- Recorded data:
☆ ☆ ☆ ☆ ☆

PR #367, opened 2018-08-02
Add additional params to archive action

sxua:
This change adds an ability to customize archive name and whether it should be revealed in organizer or not. Basically, one can set options displayed on an image below via `project.yml`

screen shot 2018-08-02 at 3 24 53 pm

### DIFF
--- a/Sources/ProjectSpec/Scheme.swift
+++ b/Sources/ProjectSpec/Scheme.swift
@@ -150,14 +150,20 @@ public struct Scheme: Equatable {
 
     public struct Archive: BuildAction {
         public var config: String?
+        public var customArchiveName: String?
+        public var revealArchiveInOrganizer: Bool
         public var preActions: [ExecutionAction]
         public var postActions: [ExecutionAction]
         public init(
             config: String,
+            customArchiveName: String? = nil,
+            revealArchiveInOrganizer: Bool = true,
             preActions: [ExecutionAction] = [],
             postActions: [ExecutionAction] = []
         ) {
             self.config = config
+            self.customArchiveName = customArchiveName
+            self.revealArchiveInOrganizer = revealArchiveInOrganizer
             self.preActions = preActions
             self.postActions = postActions
         }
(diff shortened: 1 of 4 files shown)


Sources/ProjectSpec/Scheme.swift
```diff
@@ -150,14 +150,20 @@ public struct Scheme: Equatable {
 
     public struct Archive: BuildAction {
         public var config: String?
+        public var revealArchiveInOrganizer: Bool
+        public var customArchiveName: String?
```
brentleyjones: The archive name is shown before `revealArchiveInOrganizer` in the dialog. Can you swap these (here and below) to match that?

Sources/XcodeGenKit/ProjectGenerator.swift
```diff
@@ -133,7 +133,8 @@ public class ProjectGenerator {
 
         let archiveAction = XCScheme.ArchiveAction(
             buildConfiguration: scheme.archive?.config ?? defaultReleaseConfig.name,
-            revealArchiveInOrganizer: true,
+            revealArchiveInOrganizer: scheme.archive?.revealArchiveInOrganizer ?? true,
+            customArchiveName: scheme.archive?.customArchiveName ?? nil,
```
yonaskolb: Nitpick - the `?? nil` here is redundant

yonaskolb:
Nice, thanks @sxua!

yonaskolb:
Could you add the new options in https://github.com/yonaskolb/XcodeGen/blob/master/Docs/ProjectSpec.md#scheme under a new `Archive` section, and also add a changelog entry?

Sources/ProjectSpec/Scheme.swift
sxua: @brentleyjones This is the order of an xcproj's `ArchiveAction` initializer, but I can change it here for sure.

sxua:
@yonaskolb Good catch, thanks!

sxua:
@yonaskolb Should be fine now

Issue #372, opened 2018-08-06
Framework dependency always embedded


danicoello:
I'm having this dependency settings on my target section of project.yml file:

```
dependencies:
      - framework: myFramwork.framework
        embed: false
```

This produces that the "Embedded Binaries Section" contains "My framework" added when this should not happens. If I set "embed" to "true" the same framework is added twice on the same section. In both scenarios the "Linked Frameworks and Libraries" contains the link to framework just one time.

I only want that the framework is linked but not embedded

It appears that framework is always being added in addtion to my settings. What could be happening?

brentleyjones:
Can you post a more complete project.yml (made up names are fine). I’ll take a look at this.

<sub>Sent with <a href="http://githawk.com">GitHawk</a></sub>

danicoello:
This is the project.yml that I am using.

☆ ☆ ☆ ☆ ☆

- Directions for this task:
Filter the lines above so that only those with the string "fine" remain, then copy them.

- Answer box:
@yonaskolb Should be fine now
Can you post a more complete project.yml (made up names are fine). I’ll take a look at this.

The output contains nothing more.